▸ **Task inputs**
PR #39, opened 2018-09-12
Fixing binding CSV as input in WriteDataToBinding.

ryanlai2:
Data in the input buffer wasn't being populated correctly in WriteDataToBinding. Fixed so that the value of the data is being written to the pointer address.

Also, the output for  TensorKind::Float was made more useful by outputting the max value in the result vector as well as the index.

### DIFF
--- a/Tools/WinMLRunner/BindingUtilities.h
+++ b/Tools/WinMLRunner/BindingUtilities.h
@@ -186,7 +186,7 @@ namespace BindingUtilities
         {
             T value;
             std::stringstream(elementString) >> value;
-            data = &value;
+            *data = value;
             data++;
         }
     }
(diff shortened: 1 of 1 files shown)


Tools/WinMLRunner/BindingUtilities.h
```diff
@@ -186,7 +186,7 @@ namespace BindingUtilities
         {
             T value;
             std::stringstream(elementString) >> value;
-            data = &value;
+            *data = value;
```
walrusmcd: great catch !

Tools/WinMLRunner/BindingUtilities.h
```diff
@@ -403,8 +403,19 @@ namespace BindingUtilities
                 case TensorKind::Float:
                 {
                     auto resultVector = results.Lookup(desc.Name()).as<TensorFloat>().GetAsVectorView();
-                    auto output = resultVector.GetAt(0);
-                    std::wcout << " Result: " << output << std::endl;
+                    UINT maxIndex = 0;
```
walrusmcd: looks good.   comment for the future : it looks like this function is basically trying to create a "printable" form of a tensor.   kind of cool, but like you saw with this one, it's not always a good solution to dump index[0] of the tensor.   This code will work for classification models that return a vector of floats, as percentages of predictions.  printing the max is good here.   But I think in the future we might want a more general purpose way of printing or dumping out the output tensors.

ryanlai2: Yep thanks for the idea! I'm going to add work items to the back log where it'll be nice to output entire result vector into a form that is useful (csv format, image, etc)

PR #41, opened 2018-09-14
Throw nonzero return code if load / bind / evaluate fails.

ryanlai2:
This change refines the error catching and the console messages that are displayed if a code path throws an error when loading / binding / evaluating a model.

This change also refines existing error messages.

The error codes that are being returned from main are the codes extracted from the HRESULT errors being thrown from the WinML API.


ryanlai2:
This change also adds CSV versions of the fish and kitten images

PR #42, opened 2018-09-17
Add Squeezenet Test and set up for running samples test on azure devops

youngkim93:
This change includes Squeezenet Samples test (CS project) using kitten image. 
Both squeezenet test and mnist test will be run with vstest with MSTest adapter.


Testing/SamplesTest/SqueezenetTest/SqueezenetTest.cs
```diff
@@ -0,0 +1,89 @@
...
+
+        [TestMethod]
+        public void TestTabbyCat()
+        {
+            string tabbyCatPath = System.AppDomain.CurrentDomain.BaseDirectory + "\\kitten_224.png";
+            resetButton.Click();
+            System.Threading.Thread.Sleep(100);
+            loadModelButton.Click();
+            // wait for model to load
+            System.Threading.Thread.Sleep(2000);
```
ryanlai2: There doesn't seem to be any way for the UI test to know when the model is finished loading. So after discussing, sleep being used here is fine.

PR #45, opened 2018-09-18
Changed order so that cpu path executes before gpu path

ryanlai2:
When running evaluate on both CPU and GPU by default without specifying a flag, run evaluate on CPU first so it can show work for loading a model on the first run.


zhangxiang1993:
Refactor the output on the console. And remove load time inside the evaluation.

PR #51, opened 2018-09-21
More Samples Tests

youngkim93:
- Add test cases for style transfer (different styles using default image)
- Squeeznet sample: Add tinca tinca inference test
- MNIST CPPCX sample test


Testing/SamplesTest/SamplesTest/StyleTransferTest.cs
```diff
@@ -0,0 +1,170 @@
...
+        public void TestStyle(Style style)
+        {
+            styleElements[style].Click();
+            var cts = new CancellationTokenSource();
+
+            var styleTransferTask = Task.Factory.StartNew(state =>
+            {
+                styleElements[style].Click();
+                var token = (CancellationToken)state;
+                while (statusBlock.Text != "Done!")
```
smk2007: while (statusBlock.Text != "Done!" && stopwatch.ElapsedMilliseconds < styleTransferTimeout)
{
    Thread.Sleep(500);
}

▸ **Task item**
Type the records again in full, matching them exactly.

▸ **Response**
PR #39, opened 2018-09-12
Fixing binding CSV as input in WriteDataToBinding.

ryanlai2:
Data in the input buffer wasn't being populated correctly in WriteDataToBinding. Fixed so that the value of the data is being written to the pointer address.

Also, the output for  TensorKind::Float was made more useful by outputting the max value in the result vector as well as the index.

### DIFF
--- a/Tools/WinMLRunner/BindingUtilities.h
+++ b/Tools/WinMLRunner/BindingUtilities.h
@@ -186,7 +186,7 @@ namespace BindingUtilities
         {
             T value;
             std::stringstream(elementString) >> value;
-            data = &value;
+            *data = value;
             data++;
         }
     }
(diff shortened: 1 of 1 files shown)


Tools/WinMLRunner/BindingUtilities.h
```diff
@@ -186,7 +186,7 @@ namespace BindingUtilities
         {
             T value;
             std::stringstream(elementString) >> value;
-            data = &value;
+            *data = value;
```
walrusmcd: great catch !

Tools/WinMLRunner/BindingUtilities.h
```diff
@@ -403,8 +403,19 @@ namespace BindingUtilities
                 case TensorKind::Float:
                 {
                     auto resultVector = results.Lookup(desc.Name()).as<TensorFloat>().GetAsVectorView();
-                    auto output = resultVector.GetAt(0);
-                    std::wcout << " Result: " << output << std::endl;
+                    UINT maxIndex = 0;
```
walrusmcd: looks good.   comment for the future : it looks like this function is basically trying to create a "printable" form of a tensor.   kind of cool, but like you saw with this one, it's not always a good solution to dump index[0] of the tensor.   This code will work for classification models that return a vector of floats, as percentages of predictions.  printing the max is good here.   But I think in the future we might want a more general purpose way of printing or dumping out the output tensors.

ryanlai2: Yep thanks for the idea! I'm going to add work items to the back log where it'll be nice to output entire result vector into a form that is useful (csv format, image, etc)

PR #41, opened 2018-09-14
Throw nonzero return code if load / bind / evaluate fails.

ryanlai2:
This change refines the error catching and the console messages that are displayed if a code path throws an error when loading / binding / evaluating a model.

This change also refines existing error messages.

The error codes that are being returned from main are the codes extracted from the HRESULT errors being thrown from the WinML API.


ryanlai2:
This change also adds CSV versions of the fish and kitten images

PR #42, opened 2018-09-17
Add Squeezenet Test and set up for running samples test on azure devops

youngkim93:
This change includes Squeezenet Samples test (CS project) using kitten image. 
Both squeezenet test and mnist test will be run with vstest with MSTest adapter.


Testing/SamplesTest/SqueezenetTest/SqueezenetTest.cs
```diff
@@ -0,0 +1,89 @@
...
+
+        [TestMethod]
+        public void TestTabbyCat()
+        {
+            string tabbyCatPath = System.AppDomain.CurrentDomain.BaseDirectory + "\\kitten_224.png";
+            resetButton.Click();
+            System.Threading.Thread.Sleep(100);
+            loadModelButton.Click();
+            // wait for model to load
+            System.Threading.Thread.Sleep(2000);
```
ryanlai2: There doesn't seem to be any way for the UI test to know when the model is finished loading. So after discussing, sleep being used here is fine.

PR #45, opened 2018-09-18
Changed order so that cpu path executes before gpu path

ryanlai2:
When running evaluate on both CPU and GPU by default without specifying a flag, run evaluate on CPU first so it can show work for loading a model on the first run.


zhangxiang1993:
Refactor the output on the console. And remove load time inside the evaluation.

PR #51, opened 2018-09-21
More Samples Tests

youngkim93:
- Add test cases for style transfer (different styles using default image)
- Squeeznet sample: Add tinca tinca inference test
- MNIST CPPCX sample test


Testing/SamplesTest/SamplesTest/StyleTransferTest.cs
```diff
@@ -0,0 +1,170 @@
...
+        public void TestStyle(Style style)
+        {
+            styleElements[style].Click();
+            var cts = new CancellationTokenSource();
+
+            var styleTransferTask = Task.Factory.StartNew(state =>
+            {
+                styleElements[style].Click();
+                var token = (CancellationToken)state;
+                while (statusBlock.Text != "Done!")
```
smk2007: while (statusBlock.Text != "Done!" && stopwatch.ElapsedMilliseconds < styleTransferTimeout)
{
    Thread.Sleep(500);
}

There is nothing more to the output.